__WORK TASK__
In the listing below, find each line that holds the string "targetNode" and copy it.
============
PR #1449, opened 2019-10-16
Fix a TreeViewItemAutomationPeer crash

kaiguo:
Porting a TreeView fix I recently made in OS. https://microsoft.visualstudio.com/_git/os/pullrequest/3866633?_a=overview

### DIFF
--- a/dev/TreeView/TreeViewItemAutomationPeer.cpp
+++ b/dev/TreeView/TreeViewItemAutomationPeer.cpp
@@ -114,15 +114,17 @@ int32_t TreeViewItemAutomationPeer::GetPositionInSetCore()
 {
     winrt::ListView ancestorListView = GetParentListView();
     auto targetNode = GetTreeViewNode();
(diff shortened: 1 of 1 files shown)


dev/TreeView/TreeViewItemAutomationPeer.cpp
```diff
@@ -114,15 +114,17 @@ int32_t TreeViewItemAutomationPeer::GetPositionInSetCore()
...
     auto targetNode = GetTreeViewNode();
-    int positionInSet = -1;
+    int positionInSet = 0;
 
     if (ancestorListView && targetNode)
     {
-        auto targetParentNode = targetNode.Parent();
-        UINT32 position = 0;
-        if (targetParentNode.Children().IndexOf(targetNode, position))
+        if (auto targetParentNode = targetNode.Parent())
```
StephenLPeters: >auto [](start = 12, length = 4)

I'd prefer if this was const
============
__WRITTEN RESPONSE__
     auto targetNode = GetTreeViewNode();
     auto targetNode = GetTreeViewNode();
     if (ancestorListView && targetNode)
-        auto targetParentNode = targetNode.Parent();
-        if (targetParentNode.Children().IndexOf(targetNode, position))
+        if (auto targetParentNode = targetNode.Parent())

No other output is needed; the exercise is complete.